» What is required
Please print only the top portion of the entries below, ending with the line that contains "Fixes VLord sun", exactly as written.

══ Source material

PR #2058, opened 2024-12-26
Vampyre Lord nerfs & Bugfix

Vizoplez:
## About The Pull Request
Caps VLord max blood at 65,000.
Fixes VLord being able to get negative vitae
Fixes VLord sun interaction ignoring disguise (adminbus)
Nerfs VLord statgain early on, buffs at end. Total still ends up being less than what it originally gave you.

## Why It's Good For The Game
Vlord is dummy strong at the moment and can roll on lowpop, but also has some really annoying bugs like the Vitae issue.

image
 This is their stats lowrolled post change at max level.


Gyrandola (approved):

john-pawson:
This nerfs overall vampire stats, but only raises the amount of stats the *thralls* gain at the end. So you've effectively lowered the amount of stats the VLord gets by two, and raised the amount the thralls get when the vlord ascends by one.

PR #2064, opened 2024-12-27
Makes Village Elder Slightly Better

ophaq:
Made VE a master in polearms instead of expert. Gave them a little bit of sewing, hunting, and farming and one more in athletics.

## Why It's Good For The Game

════

» Written answer
PR #2058, opened 2024-12-26
Vampyre Lord nerfs & Bugfix

Vizoplez:
## About The Pull Request
Caps VLord max blood at 65,000.
Fixes VLord being able to get negative vitae
Fixes VLord sun interaction ignoring disguise (adminbus)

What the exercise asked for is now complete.